Stored data entries:
************

PR #8203, opened 2023-08-31
updade pt-BR translations

jeffsmor:


packages/actions/resources/lang/pt_BR/create.php
leandrocfe, line 1: ### Criar :label
Ok

**"Novo"** is an adjective and depends on the gender of the noun. We can say **"Novo"** or **"Nova"** + Noun, depending on whether the noun is masculine or feminine.

**"Criar"** is a verb, and we can use it with all nouns. **Personally, I agree with "Criar"**.

packages/forms/resources/lang/pt_BR/components.php
```diff
@@ -298,7 +298,7 @@
 
                 'actions' => [
                     'link' => 'Link',
-                    'unlink' => 'Unlink',
```
leandrocfe, line 301: Ok

packages/forms/resources/lang/pt_BR/components.php
```diff
@@ -394,7 +394,7 @@
     ],
 
     'tags_input' => [
-        'placeholder' => 'Novo rótulo',
```
leandrocfe, line 397: **Personally, I would keep "Novo rótulo"**.

leandrocfe (changes requested):

packages/actions/resources/lang/pt_BR/create.php
saade: I agree with "Criar" too

packages/forms/resources/lang/pt_BR/components.php
```diff
@@ -298,7 +298,7 @@
 
                 'actions' => [
                     'link' => 'Link',
```
saade, line 300:
```suggestion
                    'link' => 'Inserir Link',
```

packages/forms/resources/lang/pt_BR/components.php
saade: Ok

packages/forms/resources/lang/pt_BR/components.php
saade: I would go for "Rótulo" ou "Etiqueta", yeah

danharrin:
@jeffsmor please address this feedback from our translation managers

packages/actions/resources/lang/pt_BR/create.php
jeffsmor: "Criar" or "Adicionar", here we definitely need a verb...

packages/forms/resources/lang/pt_BR/components.php
jeffsmor: 'Remover link' ?

packages/forms/resources/lang/pt_BR/components.php
jeffsmor: 'Tag' is used by Wordpress so I suggested it, 'Etiqueta' sounds good in my opinion...

packages/actions/resources/lang/pt_BR/create.php
saade: "Criar" fits the best because we're creating something new, whereas "Adicionar" sounds like we're adding something that already exists.

packages/forms/resources/lang/pt_BR/components.php
saade: Yes.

************

Problem statement ->
All lines above containing the string "verb": copy each one.

Exercise response ->
**"Criar"** is a verb, and we can use it with all nouns. **Personally, I agree with "Criar"**.
jeffsmor: "Criar" or "Adicionar", here we definitely need a verb...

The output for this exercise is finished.